Manual removal (digging) controls the spread of A. arenaria but is labor intensive. In one case, complete removal was achieved, but the site was subsequently invaded by other exotic species. In the first year, monthly treatment intervals are suggested; in subsequent years, frequency can be decreased. Monitoring should be conducted to determine if exotic species, such as Carpobrotus, are replacing A. arenaria. Ultimately, re-vegetation with native species should be a standard part of management, once control techniques are refined.

Management Programs: Management of Ammophila arenaria is being carried out by TNC at the Lanphere-Christensen Dunes Preserve, by Humboldt State University through the Menzies' Wallflower Research Project, by the California Department of Parks at McKenicher State Park, at Vandenberg Air Force Base, and by the Oregon Department of Fish and Wildlife.

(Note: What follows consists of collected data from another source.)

Issue #544, opened 2020-09-22
Unresolvable dynamic imports should be runtime errors, not static errors


ef4:
When a static import can't be resolved, it's a build error.

But when a dynamic `import()` (or our own `importSync()`, which can be used dynamically) can't be resolved, it may not really be an error because the programmer has guarded against calling it. So we should emit it as a runtime error instead.

In the case of webpack integration, this probably means we emit our own stub module that throws, because I don't think webpack natively understands this distinction. The implementation will look a lot like `makeExternal` in babel-plugin-adjust-imports.ts, except instead of calling window.require it would just throw a helpful error message.

To handle the importSync case, we also need to resolve #543.

Issue #543, opened 2020-09-22
adjust-imports babel plugin doesn't handle importSync


ef4:
I think our internal adjust-imports babel plugin never sees specifiers passed to `importSync`. This will cause them to 
 - not get externals support
 - not get renaming support

We should add explicit handling for `importSync(...)` in babel-plugin-adjust-imports.ts. This might also require changing the relative order of that plugin and the macros plugin, so the macros happen second (I would prefer not to operate on the output of the importSync macro, but rather on the importSync callExpression itself).

PR #547, opened 2020-09-23
Handle dynamic import or importSync of missing module

thoov:
If a module is imported via `import('foo')` or `importSync('foo')` but `foo` cannot be resolved, instead create a dummy module that throws a runtime error stating that the module could not be found. The reasoning behind this change is that it is acceptable to have "guarded imports". An example is take `ember-exam` which does not explicitly depend on either ember-qunit or ember-mocha but has code like the following:

```js
let emberTestFramework;

if (macroCondition(dependencySatisfies('ember-qunit', '*'))){
  emberTestFramework = importSync('ember-qunit');
} else if (macroCondition(dependencySatisfies('ember-mocha', '*'))) {
  emberTestFramework = importSync('ember-mocha');
}
```

During dev builds we do not strip out the conditionals that are falsy and thus when `macros-babel-plugin` runs it will try and resolve these imports (and cause a build-time error). This differs from 2 points of perspective: 1) classical system allow requiring a module that does not exist and you will not see any errors until that require is encountered at runtime (or if it is guarded it may never error). 2)  The behavior of the macro system in production mode would hide the fact that this module was not found since it striped out the import branch which is different from how it would behave under dev mode.

Additional background on ember-exam's change: https://github.com/ember-cli/ember-exam/pull/599

Fixes: #543
Fixes: #544

### DIFF
--- a/packages/core/src/babel-plugin-adjust-imports.ts
+++ b/packages/core/src/babel-plugin-adjust-imports.ts
@@ -66,7 +66,12 @@ type DefineExpressionPath = NodePath<CallExpression> & {
 };
 
 export function isImportSyncExpression(path: NodePath<any>) {
-  if (!path.isCallExpression() || path.node.callee.type !== 'Identifier' || path.node.callee.name !== 'importSync') {
+  if (
+    !path ||
+    !path.isCallExpression() ||
+    path.node.callee.type !== 'Identifier' ||
+    path.node.callee.name !== 'importSync'
+  ) {
     return false;
   }
 
@@ -75,7 +80,7 @@ export function isImportSyncExpression(path: NodePath<any>) {
 }
 
 export function isDynamicImportExpression(path: NodePath<any>) {
-  if (!path.isCallExpression() || path.node.callee.type !== 'Import') {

Contact: Andrea Pickart Habitat Restoration Coordinator Menzies' Wallflower Research Project Lanphere-Christensen Dunes Preserve 6800 Lanphere Road Arcata, CA 95521 (707) 822-6378.

James Barry Resource Protection Division California Dept. of Parks PO Box 2390 Sacramento, CA 95811 (916) 322-8562

Charles Bruce Oregon Dept. of Fish and Wildlife Route 5, Box 325 Corvallis, OR 97330 (503) 757-4186.

Monitoring Programs: The current monitoring program involves annual photodocumentation of stands before and after control treatments, and measurement of untreated stands.

Contact: Andrea Pickart, Preserve Manager Lanphere-Christensen Dunes Preserve 6800 Lanphere Road Arcata, CA 95521 (707) 822-6378.

Management Research Programs: The Habitat Restoration Program of the Menzies' Wallflower Research Project (MWRP) at Humboldt State University, Arcata, California, is currently investigating three methods of A. arenaria control: salt application, use of herbicides, and manual removal. Previous research at LCDP indicates manual removal (digging up plants 10 cm below the surface at repeated intervals) is effective in reducing stand density. An ongoing eradication program has utilized this method with mixed results. Complete eradication has been accomplished on only one stand. The MWRP is implementing an experimental program which increases the frequency and depth of digging to remove the active rhizome bud bank.

Earlier small-scale experiments at the preserve found that a 2% solution of Roundup, applied during anthesis, resulted in 60 to 100% mortality. The MWRP is further refining methods and specifications. Timing of application may be critical.

Salt was believed to be a potential control since A. arenaria has a relatively low tolerance to soil salt (NaCl), although brief to moderate exposure to high salinity may stimulate bud emergence (Baye 1988). Unfortunately, the use of NaCl to control a weedy species is illegal as it is not registered as a pesticide in the state of California. The use of alternate salts has not been addressed.

Management Research Needs: Research is needed on the effects of potential control methods including the use of herbicides (Roundup), manual removal, and salt application.

Stewardship Overview: Ammophila arenaria threatens coastal sand dunes in the eastern and western United States. It displaces native dune species and significantly alters the morphology of dune systems where it invades. Successful management of coastal sand dune elements requires the control of this aggressive species.

The spread of A. arenaria can be controlled through manual removal, but this type of control requires on-going treatment. Control should be emphasized until eradication techniques are refined. Further research is a high priority and is currently being carried out by Humboldt State University, California.